Obezite: Fazla yağ dokusu, androjenlerin kaynağıdır.
Hirsutizm teşhisi nasıl konur?
Hirsutizm teşhisinde öncelikle kişinin tıbbi hikayesi sorgulanır. Hirsutizm tipi kıllanma androjen duyarlı bölgelerde görülür. Klinik muayene sırasında Ferriman Gallwey skorlaması en yaygın kullanılan yöntemdir. Vücutta 9 ana bölge (üst dudak, çene, alt karın, üst karın, göğüs, sırt, bel, üst kol ve uyluk) değerlendirilir. Her bölgedeki görülen kıllanma düzeyi 0 ile 4 arası skorlanır. Toplam skor 8’in üzerinde ise hirsutizm olarak kabul edilir. 8-15 arası hafif kabul edilirken, 15 üzeri orta-ağır hirsutizm olarak değerlendirilir. Bu tanının mutlaka bu konuda uzman bir hekim tarafından konulması gereklidir. Dikkat edilecek bir başka nokta da muayene edilen bölgelerin lazer epilasyon, ağda ve diğer tıraşlama yöntemleri uygulanmışsa bunların süresi göz önüne alınarak teşhisin konulmasıdır.
Hirsutizm ayırıcı tanısını yapabilmek için androjen düzeylerinin kanda ölçümü gereklidir.
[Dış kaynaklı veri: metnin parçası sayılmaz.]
Issue #22439, opened 2022-05-19
Width of choice box for zoom in print preview too small


taler21:
Is there a good reason why the width of the `wxChoice` with the zoom levels is hardcoded?
In my opinion `wxDefaultSize` should be used, so that the `wxChoice` is sized according to its content.

```patch
diff --git "a/src/common/prntbase.cpp" "b/src/common/prntbase.cpp"
index 3089d00202..d44e99da15 100644
--- "a/src/common/prntbase.cpp"
+++ "b/src/common/prntbase.cpp"
@@ -1614,7 +1614,7 @@ void wxPreviewControlBar::CreateButtons()
         };
         int n = WXSIZEOF(choices);
 
-        m_zoomControl = new wxChoice( this, wxID_PREVIEW_ZOOM, wxDefaultPosition, wxSize(FromDIP(70),wxDefaultCoord), n, choices, 0 );
+        m_zoomControl = new wxChoice( this, wxID_PREVIEW_ZOOM, wxDefaultPosition, wxDefaultSize, n, choices, 0 );
         sizer.Add(m_zoomControl);
         SetZoomControl(m_printPreview->GetZoom());
 

```

Currently on some systems the box is too small.
For example under openSUSE 42.3 (KDE desktop with 'Adwaita' theme for GTK applications):
![print-preview-zoom-box-orig](https://user-images.githubusercontent.com/99262969/169275844-790a575e-db7c-4b73-80f4-d30e6854e4ba.png)

With my proposed changes it looks like this:
![print-preview-zoom-box-fixed](https://user-images.githubusercontent.com/99262969/169275882-049188c9-3e2b-471d-a8a8-44348b030fab.png)

By the way, what can also be seen is that the default width of the entire `wxPreviewControlBar` is too small, although sizers are used.
Any idea why?

vadz:
Yes, hard-coded `70` here is clearly wrong, I'll remove it, thanks! Amazingly, it seems to have survived since 9dff851556 (Use sizers, not constraints, 2003-04-17) which added this code...

As for the total size being too small, it's due to hard-coding it again, this time in the sample code. However just removing the hard-coded size is not enough, so I had to also make a couple of other changes to let the frame have a reasonable size by default.

All of those are part of #22441, please let me know if you see any problems with it. TIA!

taler21:
No problems, looks good now. Thanks!
There is only one minor thing, I am nitpicking now.
[...]

PR #22441, opened 2022-05-19
Print preview layout and appearance fixes

vadz:


vadz:
> I think the [example code in the documentation](https://github.com/wxWidgets/wxWidgets/blob/f43efa6b46caf091bb9f354080a12ee6aec3002e/docs/doxygen/overviews/printing.h#L60) should also be adapted to these changes, not only the printing sample.

Absolutely, thanks for noticing this, I've removed the size (and position) from the docs too.

taler21:
Since f0de5a93f8c, the size passed to the `wxPreviewFrame` constructor no longer has any effect.
I am wondering if this size should matter if specified explicitly. What do you think?

vadz:
> Since [f0de5a9](https://github.com/wxWidgets/wxWidgets/commit/f0de5a93f8cca76a0a073fc4900e7f37b0b6d624), the size passed to the `wxPreviewFrame` constructor no longer has any effect. I am wondering if this size should matter if specified explicitly. What do you think?

You're right once again, we should take the user-specified size into account. I've done this now, even though this was a bit cumbersome due to the unusual API of this class.

Please let me know if you see any other problems.

taler21:
Works fine now. Thanks.

Just a final note or question.
In commit 4925550 you only applied two changes of the three I [suggested](https://github.com/wxWidgets/wxWidgets/issues/22439#issuecomment-1133547699).
Was that intentional or is it a mistake?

PKOS teşhisini koyabilmek için yumurtalıkların ultrasonla değerlendirilmesi önerilir. Yine ayırıcı tanıda gerekli kişilerde böbrek üstü bezlerinin değerlendirilmesi amacıyla bilgisayarlı tomografi (BT) veya manyetik rezonans görüntüleme (MRG) gibi radyolojik yöntemler kullanılabilir.
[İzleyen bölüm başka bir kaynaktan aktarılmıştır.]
PR #22918, opened 2022-10-26
Make wxQt::Refresh() compliant with the documentation

AliKet:
`wxWindow::Refresh()` documentation says:
> Causes this window, and all of its children recursively, to be repainted.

Hirsutizm tedavisi nasıl yapılır?
Hirsutizmin tedavisinde sıklıkla kadın hastalıkları ve doğum, endokrinoloji ve dermatoloji gibi pek çok bölüm iş birliği içinde yer alır. Klinik ve laboratuar incelemeleri sonucunda altta yatan başka bir hastalık varsa, tedavisi başlanır. Hirsutizme neden olabilecek herhangi bir hastalık saptanmıyorsa, idiopatik hirsutizm tanısı konulur ve herhangi bir tedavi gereği yoktur. Aşırı tüylenmeden şikayetçi olan kişilere tüyleri gidermede epilasyon, lazer ve ağda gibi yöntemler önerilebilir. Aşırı tüylenme incelemeler sonucunda androjen yüksekliğine bağlı gelişmişse bunları baskılayıcı doğum kontrol ilaçları gibi hormonal yöntemler kullanılır.
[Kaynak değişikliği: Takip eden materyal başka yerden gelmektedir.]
PR #22920, opened 2022-10-27
Drop ANSI build

vadz:


vadz:
I'd like to merge this soon (before Sunday). There are a lot of changes here, of course, but most of them are quite straightforward and while I wouldn't be surprised at all if this breaks something, it can/will be fixed later, while I don't think any problems will be found before it's merged.

But please let me know if anybody sees anything really wrong with this.

PBfordev:
I don't see anything really wrong (I did not review the files) but ass usual, here's my few unsolicited nitpicky suggestions:
1. Simplify setting `wxSuffix`  (i.e., always assume Unicode) in _build/msw/wx_setup.props_. Not sure if it is possible to show an error from a prop sheet when Unicode is not the charset used in the project.
2. Remove `wxOnAssert(const wxChar*,...)` overload from _include/wx/debug.h_, its comment says it is used only for 2.8 compatibility or ANSI builds, neither is relevant in 3.3.
3. Adapt texts mentioning `$(unicode)` in _docs/contributing/about-platform-toolkit-and-library-names.md_.

There is also section `overview_mbconv_string` in _docs/doxygen/overviews/mbconvclasses.h_ but it was not updated in a long time, so it perhaps can be left alone again.

vadz:
> I don't see anything really wrong (I did not review the files) but as usual, here's my few unsolicited nitpicky suggestions:

Thanks for looking at this and for the suggestions!
 
>     1. Simplify setting `wxSuffix`  (i.e., always assume Unicode) in _build/msw/wx_setup.props_.

Done (will push soon), thanks!

> Not sure if it is possible to show an error from a prop sheet when Unicode is not the charset used in the project.

It is, `wxwidgets.props` does it in its initial target, but I'm not sure if it's worth doing it in `wx_setup.props` itself, as I guess every initial target is always evaluated. But I'll add it to that file.

>     2. Remove `wxOnAssert(const wxChar*,...)` overload from _include/wx/debug.h_, its comment says it is used only for 2.8 compatibility or ANSI builds, neither is relevant in 3.3.

Yes, it indeed looks like this can be removed, thanks!
 
>     3. Adapt texts mentioning `$(unicode)` in _docs/contributing/about-platform-toolkit-and-library-names.md_.

Done, thanks!
 
> 
> There is also section `overview_mbconv_string` in _docs/doxygen/overviews/mbconvclasses.h_ but it was not updated in a long time, so it perhaps can be left alone again.

I did update it quickly, but it certainly could be improved more...

Thanks again!

PBfordev:
Inspired by the recent commits, I have also grepped for "ANSI", found few parts they may need to be updated (nothing serious)

Simplify https://github.com/wxWidgets/wxWidgets/blob/f4d93e5afddd95eecefb87edcf86ba3ada55e42a/include/wx/build.h#L44-L50

_docs/base/readme.txt_ seems very outdated in many regards (e.g., platforms and compilers supported).

Remove first sentence from
https://github.com/wxWidgets/wxWidgets/blob/f4d93e5afddd95eecefb87edcf86ba3ada55e42a/docs/doxygen/overviews/resyntax.h#L198-L201 but this document was probably not updated after switching to PCRE.

https://github.com/wxWidgets/wxWidgets/blob/f4d93e5afddd95eecefb87edcf86ba3ada55e42a/interface/wx/cmdline.h#L456-L458

https://github.com/wxWidgets/wxWidgets/blob/f4d93e5afddd95eecefb87edcf86ba3ada55e42a/interface/wx/datstrm.h#L195-L201

There are several mentions of  ANSI build in _interface/wx/string.h_.

Few outdated comments regarding ANSI builds in _src/common/string.cpp_, _src/common/strvarag.cpp_ (not sure if it affects code), and in some files "ANSI" should perhaps be changed to "utf-8" in comments regarding builds...

Possible code fix after dropping ANSI build in `wxVariantDataChar::Write()` and `wxVariantDataChar::Read(`), see the comments in _src/common/variant.cpp_.

And lastly: Perhaps  `wxDynamicLibrary::GetSymbolAorW()` is to be deprecated?

vadz:
> Inspired by the recent commits, I have also grepped for "ANSI", found few parts they may need to be updated (nothing serious)
> 
> Simplify
> 
> https://github.com/wxWidgets/wxWidgets/blob/f4d93e5afddd95eecefb87edcf86ba3ada55e42a/include/wx/build.h#L44-L50

Thanks, updated.

> _docs/base/readme.txt_ seems very outdated in many regards (e.g., platforms and compilers supported).
> 
> Remove first sentence from
> 
> https://github.com/wxWidgets/wxWidgets/blob/f4d93e5afddd95eecefb87edcf86ba3ada55e42a/docs/doxygen/overviews/resyntax.h#L198-L201
> but this document was probably not updated after switching to PCRE.

I'm leaving these two for later, they both (but especially the latter) need to be completely rewritten or maybe just removed and replaced with a link to PCRE syntax.

> https://github.com/wxWidgets/wxWidgets/blob/f4d93e5afddd95eecefb87edcf86ba3ada55e42a/interface/wx/cmdline.h#L456-L458
> 
> https://github.com/wxWidgets/wxWidgets/blob/f4d93e5afddd95eecefb87edcf86ba3ada55e42a/interface/wx/datstrm.h#L195-L201

Fixed, thanks.

> There are several mentions of ANSI build in _interface/wx/string.h_.

Fixed with minimal changes too.

> Few outdated comments regarding ANSI builds in _src/common/string.cpp_, _src/common/strvarag.cpp_ (not sure if it affects code), and in some files "ANSI" should perhaps be changed to "utf-8" in comments regarding builds...

Fixed some, but not all of them, I'm afraid I don't have time to deal with format conversions carefully enough right now...

> Possible code fix after dropping ANSI build in `wxVariantDataChar::Write()` and `wxVariantDataChar::Read(`), see the comments in _src/common/variant.cpp_.

I've considered this already, but actually doing it requires adding `wxUniChar` support to the stream classes and I'm not sure if we really need it. Alternatively, we could make `wxVariantDataChar::m_value` a `wchar_t`, but this is a bit weird too, so, finally, I've just left it like this.

> And lastly: Perhaps `wxDynamicLibrary::GetSymbolAorW()` is to be deprecated?

I think this name is not too bad because most Windows programmers should understand what it means and it might be used outside of wx itself, so I've also decided to leave it alone.

Thanks again!

PBfordev:
> > And lastly: Perhaps `wxDynamicLibrary::GetSymbolAorW()` is to be deprecated?
> 
> I think this name is not too bad because most Windows programmers should understand what it means and it might be used outside of wx itself, so I've also decided to leave it alone.

I meant to deprecate the two methods, since their name became deceiving as there is now no way to retrieve `A` symbols.

vadz:
I'll merge this one without doing it for now, but I've created #22930 for later consideration.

Aşırı tüylenmenin tedavi süreci uzun zaman alabilir. Yine verilen tedavi yöntemlerinin birtakım yan etkileri olabileceği de akılda tutulmalıdır. Tedavi kişinin yaşına ve ek özelliklerine göre değişkenlik gösterir. Bazen de kadınlar aşırı tüylenme olmamasına rağmen böyle bir sorunları olduğunu düşünebilirler. Bu nedenle; kişiler kendilerinde aşırı tüylenme sorunu olduğundan şüpheleniyorsa mutlaka bir kadın hastalıkları ve doğum uzmanı veya endokrinoloji uzmanına başvurmalıdırlar.